__About this task__.
Retrieve each line that contains the word "looks" from the entries below.

__Collected data__.
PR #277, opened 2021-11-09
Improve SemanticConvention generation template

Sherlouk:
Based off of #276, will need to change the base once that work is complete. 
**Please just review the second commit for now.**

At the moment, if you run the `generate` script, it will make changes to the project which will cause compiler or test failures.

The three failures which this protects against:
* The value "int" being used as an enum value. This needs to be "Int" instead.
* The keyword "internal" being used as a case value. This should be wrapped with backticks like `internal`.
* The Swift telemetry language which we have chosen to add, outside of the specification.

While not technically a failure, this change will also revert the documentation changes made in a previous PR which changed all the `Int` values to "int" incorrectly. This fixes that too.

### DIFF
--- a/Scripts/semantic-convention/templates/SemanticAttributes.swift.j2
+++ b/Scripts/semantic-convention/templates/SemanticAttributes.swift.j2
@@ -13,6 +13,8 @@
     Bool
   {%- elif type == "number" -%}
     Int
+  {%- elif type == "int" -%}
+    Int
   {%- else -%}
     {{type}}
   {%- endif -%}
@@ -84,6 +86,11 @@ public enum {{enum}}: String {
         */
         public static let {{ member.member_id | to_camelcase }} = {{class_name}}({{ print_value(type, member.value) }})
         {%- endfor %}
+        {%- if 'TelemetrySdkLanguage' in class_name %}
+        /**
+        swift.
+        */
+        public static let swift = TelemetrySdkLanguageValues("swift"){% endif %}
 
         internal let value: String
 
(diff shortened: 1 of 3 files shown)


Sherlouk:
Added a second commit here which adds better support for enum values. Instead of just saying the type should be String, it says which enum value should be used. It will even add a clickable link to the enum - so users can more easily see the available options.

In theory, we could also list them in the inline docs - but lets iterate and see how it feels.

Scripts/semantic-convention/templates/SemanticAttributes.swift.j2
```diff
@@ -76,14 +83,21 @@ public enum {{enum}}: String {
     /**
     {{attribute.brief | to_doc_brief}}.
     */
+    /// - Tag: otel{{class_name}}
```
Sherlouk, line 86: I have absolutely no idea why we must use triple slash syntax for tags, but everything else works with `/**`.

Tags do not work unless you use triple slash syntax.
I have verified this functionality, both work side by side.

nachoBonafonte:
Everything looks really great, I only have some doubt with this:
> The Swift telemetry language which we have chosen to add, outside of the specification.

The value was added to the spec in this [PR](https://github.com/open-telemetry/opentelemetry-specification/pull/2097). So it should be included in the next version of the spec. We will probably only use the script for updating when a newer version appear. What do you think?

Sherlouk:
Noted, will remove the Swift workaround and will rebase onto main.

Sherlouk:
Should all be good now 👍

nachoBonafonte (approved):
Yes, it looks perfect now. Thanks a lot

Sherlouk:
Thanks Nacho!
==
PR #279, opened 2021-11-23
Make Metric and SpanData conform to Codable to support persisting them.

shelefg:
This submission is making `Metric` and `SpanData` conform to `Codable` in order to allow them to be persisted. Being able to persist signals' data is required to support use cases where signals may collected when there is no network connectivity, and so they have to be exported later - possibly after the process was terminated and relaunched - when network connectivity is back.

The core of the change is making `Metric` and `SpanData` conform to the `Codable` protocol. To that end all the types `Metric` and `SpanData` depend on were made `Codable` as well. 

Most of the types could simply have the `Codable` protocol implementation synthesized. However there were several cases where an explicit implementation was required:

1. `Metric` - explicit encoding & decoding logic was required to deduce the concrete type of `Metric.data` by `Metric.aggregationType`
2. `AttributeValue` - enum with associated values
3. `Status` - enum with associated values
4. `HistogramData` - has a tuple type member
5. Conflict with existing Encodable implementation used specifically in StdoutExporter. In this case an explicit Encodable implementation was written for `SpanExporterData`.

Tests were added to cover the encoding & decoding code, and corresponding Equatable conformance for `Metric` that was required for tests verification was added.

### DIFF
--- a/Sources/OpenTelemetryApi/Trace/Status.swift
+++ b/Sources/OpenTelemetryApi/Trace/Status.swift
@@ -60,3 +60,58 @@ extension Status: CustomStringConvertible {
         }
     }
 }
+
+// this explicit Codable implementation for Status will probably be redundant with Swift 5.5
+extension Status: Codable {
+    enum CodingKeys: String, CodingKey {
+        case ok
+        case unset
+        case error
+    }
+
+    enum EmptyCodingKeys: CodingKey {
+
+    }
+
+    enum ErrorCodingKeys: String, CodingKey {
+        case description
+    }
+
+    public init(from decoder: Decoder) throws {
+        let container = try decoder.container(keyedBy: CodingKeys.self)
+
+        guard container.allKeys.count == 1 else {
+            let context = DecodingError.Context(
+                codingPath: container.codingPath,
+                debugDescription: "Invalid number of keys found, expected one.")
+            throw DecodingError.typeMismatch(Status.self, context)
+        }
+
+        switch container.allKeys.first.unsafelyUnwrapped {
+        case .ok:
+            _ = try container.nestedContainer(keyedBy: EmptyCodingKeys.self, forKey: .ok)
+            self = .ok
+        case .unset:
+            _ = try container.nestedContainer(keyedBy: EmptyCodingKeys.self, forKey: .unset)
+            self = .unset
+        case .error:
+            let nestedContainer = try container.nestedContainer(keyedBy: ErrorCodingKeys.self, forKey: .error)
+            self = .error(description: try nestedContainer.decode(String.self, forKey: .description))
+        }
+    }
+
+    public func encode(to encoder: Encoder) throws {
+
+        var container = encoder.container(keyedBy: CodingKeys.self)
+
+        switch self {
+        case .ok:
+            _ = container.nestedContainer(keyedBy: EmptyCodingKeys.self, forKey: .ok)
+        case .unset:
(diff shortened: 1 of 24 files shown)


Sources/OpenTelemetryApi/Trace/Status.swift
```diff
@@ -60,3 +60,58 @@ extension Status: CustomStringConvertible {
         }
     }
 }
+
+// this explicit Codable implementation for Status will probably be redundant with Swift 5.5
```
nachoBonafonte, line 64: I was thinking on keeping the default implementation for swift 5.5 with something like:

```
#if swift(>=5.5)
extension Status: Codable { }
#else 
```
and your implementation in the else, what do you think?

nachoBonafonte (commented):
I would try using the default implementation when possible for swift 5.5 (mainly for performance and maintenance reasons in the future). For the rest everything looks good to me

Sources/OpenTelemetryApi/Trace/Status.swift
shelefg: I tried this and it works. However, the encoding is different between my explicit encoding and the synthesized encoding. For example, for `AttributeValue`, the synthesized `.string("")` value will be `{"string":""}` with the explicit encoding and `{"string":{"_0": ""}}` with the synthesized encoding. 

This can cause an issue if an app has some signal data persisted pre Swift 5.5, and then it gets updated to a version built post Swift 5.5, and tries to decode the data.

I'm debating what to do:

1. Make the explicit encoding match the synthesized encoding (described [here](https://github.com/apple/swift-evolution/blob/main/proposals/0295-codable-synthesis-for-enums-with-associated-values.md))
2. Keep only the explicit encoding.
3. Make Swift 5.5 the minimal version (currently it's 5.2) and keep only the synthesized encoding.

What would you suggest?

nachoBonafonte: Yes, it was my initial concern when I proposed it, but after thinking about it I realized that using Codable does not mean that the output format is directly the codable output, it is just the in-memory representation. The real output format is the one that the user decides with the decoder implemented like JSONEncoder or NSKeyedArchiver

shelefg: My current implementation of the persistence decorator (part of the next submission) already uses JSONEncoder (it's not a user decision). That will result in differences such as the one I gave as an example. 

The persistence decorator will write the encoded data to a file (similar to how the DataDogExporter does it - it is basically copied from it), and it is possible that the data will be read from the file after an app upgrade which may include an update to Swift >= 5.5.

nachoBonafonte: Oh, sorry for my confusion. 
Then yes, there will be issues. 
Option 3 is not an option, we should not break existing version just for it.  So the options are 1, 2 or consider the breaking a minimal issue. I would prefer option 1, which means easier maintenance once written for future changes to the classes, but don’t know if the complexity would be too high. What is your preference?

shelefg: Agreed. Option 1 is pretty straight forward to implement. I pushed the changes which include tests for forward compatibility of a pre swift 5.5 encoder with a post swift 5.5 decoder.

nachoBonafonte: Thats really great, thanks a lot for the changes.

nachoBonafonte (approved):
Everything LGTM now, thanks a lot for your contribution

__Solution to this exercise__.
Everything looks really great, I only have some doubt with this:
Yes, it looks perfect now. Thanks a lot
I would try using the default implementation when possible for swift 5.5 (mainly for performance and maintenance reasons in the future). For the rest everything looks good to me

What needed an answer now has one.